Penelitian ini dilakukan di Kota Bekasi. Dinamika perubahan penggunaan lahan


pertanian dapat diamati melalui perubahan spasial lahan pertanian secara multitemporal. Data
yang digunakan dalam penelitian ini adalah data spasial penggunaan lahan tahun 2014, 2016,
dan 2019 yang bersumber dari laman USGS (United States Geological Survey) berbentuk
foto udara citra satelit landsat 8 tahun 2014, 2016, dan 2019 dan data statistik BPS.
Disamping itu data sekunder lainnya berupa peta yang terdiri dari peta Rupabumi Kota
Bekasi yang bersumber dari Badan Informasi Geospasial. Peralatan yang digunakan adalah
komputer dengan peraangkat lunak ArcGis 10.3 dan Microsoft Word.

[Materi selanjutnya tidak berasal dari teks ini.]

PR #79, opened 2019-11-08
ci: build against multiple Racket versions and variants

Bogdanp:
With this change, every push and pull request will be tested against both variants of Racket 7.4 as well as both variants of the latest snapshot.

### DIFF
--- a/web-server-test/tests/web-server/e2e/read-write/tests.rkt
+++ b/web-server-test/tests/web-server/e2e/read-write/tests.rkt
@@ -27,11 +27,15 @@
     "sending data too slowly"
     broken-pipe?
     (lambda _
-      (define-values (in out)
-        (tcp-connect "127.0.0.1" port))
+      ;; On Racket CS 7.4 the default plumber writes an error to
+      ;; standard out when it tries to close the socket. Creating a
+      ;; custom plumber seems to fix that problem.
+      (parameterize ([current-plumber (make-plumber)])
+        (define-values (in out)
+          (tcp-connect "127.0.0.1" port))
 
-      (parameterize ([current-output-port out])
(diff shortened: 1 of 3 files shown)


jeapostrophe:
I have no problem with this, but I don't know how the CI works, so I would just merge and see what happens. Maybe someone more knowledge would say that's dumb of me though?

web-server-test/tests/web-server/e2e/read-write/tests.rkt
```diff
@@ -27,11 +27,15 @@
     "sending data too slowly"
     broken-pipe?
     (lambda _
-      (define-values (in out)
-        (tcp-connect "127.0.0.1" port))
+      ;; On Racket CS 7.4 the default plumber writes an error to
+      ;; standard out when it tries to close the socket. Creating a
+      ;; custom plumber seems to fix that problem.
+      (parameterize ([current-plumber (make-plumber)])
```
samth: Is this error still there on RacketCS HEAD? Is it a bug?

Bogdanp:
@jeapostrophe you should be able to see a green checkmark next to my last commit. If you click on that, then you should be able to see the build status for each combination of racket version and variant. Clicking on the "details" link next to each of those will take you to the build output where you can see each command that was run as well as stdout and stderr.

web-server-test/tests/web-server/e2e/read-write/tests.rkt
Bogdanp: I think it might be. IIRC tests on the latest CS snapshot did not fail because of this, but I'm going to have to double check tomorrow.

samth:
I also looked at the change and it seems very reasonable.

jeapostrophe:
Thank you :)

PR #81, opened 2019-11-12
request: provide read-headers and parse-bindings

### LINKED ISSUE #80: `web-server/http/request` lost `read-headers`
It looks like `read-headers` disappeared from the provides of `web-server/http/request` sometime since the branch for v7.5. That breaks the "rfc6455" package, at least.

Bogdanp:
It looks like some packages (eg. rfc6455) were depending on these despite them not being documented.

Closes #80.

### DIFF
--- a/web-server-lib/web-server/http/request.rkt
+++ b/web-server-lib/web-server/http/request.rkt
@@ -26,6 +26,9 @@
 ;; Happy hacking!
 ;;
 
+(define positive-real/c
+  (and/c real? positive?))
+
 (define read-request/c
   (connection?
    listen-port-number?
@@ -34,6 +37,12 @@
    (values request? boolean?)))
 
 (provide/contract
+ [parse-bindings (-> bytes? (listof binding?))]
+ [read-headers (->* (input-port?)
+                    (positive-real/c
+                     positive-real/c)
+                    (listof header?))]
+
  [rename make-ext:read-request
          make-read-request
          (->* ()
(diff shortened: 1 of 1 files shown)


web-server-lib/web-server/http/request.rkt
```diff
@@ -34,6 +37,12 @@
    (values request? boolean?)))
 
 (provide/contract
+ [parse-bindings (-> bytes? (listof binding?))]
```
LiberalArtist: It might be worth adding a comment here so that others don't make the same reasonable assumption you did in the future.

samth: Or maybe even document these bindings.

web-server-lib/web-server/http/request.rkt
```diff
@@ -26,6 +26,9 @@
 ;; Happy hacking!
 ;;
 
+(define nonnegative-length/c
+  (or/c exact-nonnegative-integer? +inf.0))
```
LiberalArtist: Bikeshedding about names: if we use this for more things as we were discussing in <https://github.com/racket/web-server/pull/77>, it would apply to timeouts and counts (e.g. `#:max-request-files`) as well as "length"s per se. I don't have a great idea for a name, but maybe something like `nonnegative-limit/c`?

jeapostrophe:
I'm going to merge this quickly to get the package install workable and then we can do a documentation or argue about the names later.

Metode yang digunakan dalam penelitian ini berasis pengindraan jauh yaitu interpretasi
visual dan metode kuantitatif dengan analisis kuantiatif deskriptif. Klasifikasi penggunaan
lahan dilakukan bedasarkan hasil interpretasi citra secara visual. Interpretasi secara visual
dilakukan berdasarkan pendekatan unsur-unsur interpretasi seperti rona/warna, tekstur,
pola, ukuran, bentuk, bayangan dan situs sebagai pedoman untuk deliniasi kelas
penggunaan lahan (Purwadhi, S.H. et al., 2013). Hasil interpretasi citra satelit tersebut
adalah lahan petanian dan lahan permukiman. Data yang digunakan untuk analisis adalah
data luas panen dan jumlah produksi padi. Analisis kuantitatif deskriptif dilakukan pada data
statistik pertanian Kota Bekasi tahun 2014,2016, dan 2019 dari Badan Pusat Statistik untuk
memberikan gambaran umum mengenai produktivitas pertanian di Kota Bekasi

PEMBAHASAN

Perubahan Penggunaan Lahan tahun 2014, 2016, dan 2019

Hasil pengolahan peta penggunaan lahan Kota Bekasi yang diperoleh dari hasil
interpretasi foto udara citra satelit landsat tahun 2014 yang menunjukkan penggunaan lahan
di Kota Bekasi pada tahun tersebut didominasi oleh permukiman dan sawah. Luas sawah
tersebut tersebar di bagian selatan dan tengah Kota Bekasi. Penggunaan lahan lainnya adalah
permukiman yang tersebar di bagian utara dan bagian timur Kota Bekasi. Penggunaan lahan
permukiman dan aktivitas manusia lainnya tersebar di seluruh wilayah Bekasi terutama
dipusat kota yang berbatasan langsung dengan DKI Jakarta. Sedangkan penggunaan lahan
pertanian tersebar di wilayah Kota Bekasi terutama di wilayah yang bebatasan dengan
Kabupaten Bogor dan Kabupaten Bekasi. Sebaran penggunaan lahan Kota Bekasi tahun 2014
dapat dilihat pada gambar 1.

Gambar 1. Peta Penggunaan Lahan Kota Bekasi tahun 2014

Pada Tahun 2014, hasil dari interpretasi citra penggunaan lahan di Kota Bekasi masih
menunjukkan pola penggunaan lahan yang sama hanya saja luasan dari lahan pertanian
semakin berkurang yang sudah dialih fungsikan menjadi lahan permukiman atau lahan
aktivitas masyarakat. Bagian selatan Kota Bekasi yang pada tahun 2014 masih didominasi
oleh lahan pertanian kemudian pada tahun 2016 semakin berkurang tepatnya pada Kecamatan
Bantargebang, Mustikajaya dan Jatisempura. Sedangkan penggunaan lahan permukiman
semakin bertambah luasnya. Sebaran penggunaan lahan Kota Bekasi tahun 2016 dapat dilihat
pada gambar 2.

Gambar 2. Peta Penggunaan Lahan Kota Bekasi tahun 2016


Kemudian pada tahun 2019 di Kota Bekasi ditunjukkan hasil persebaran spasial dari
penggunaan lahan permukiman dan pertanian. Pada tahun 2019 masih menunjukkan pola
yang sama pada tahun-tahun sebelumnya yaitu perubahan penggunaan lahan pertanian yang
semakin menipiss hal tersebut dikarenakan pertumbuhan penduduk yang semakin tinggi dan
kepentingan akan lahan permukiman semakin meningkat di wilayah perkotaan. Sebaran
penggunaan lahan Kota Bekasi tahun 2019 dapat dilihat pada gambar 3.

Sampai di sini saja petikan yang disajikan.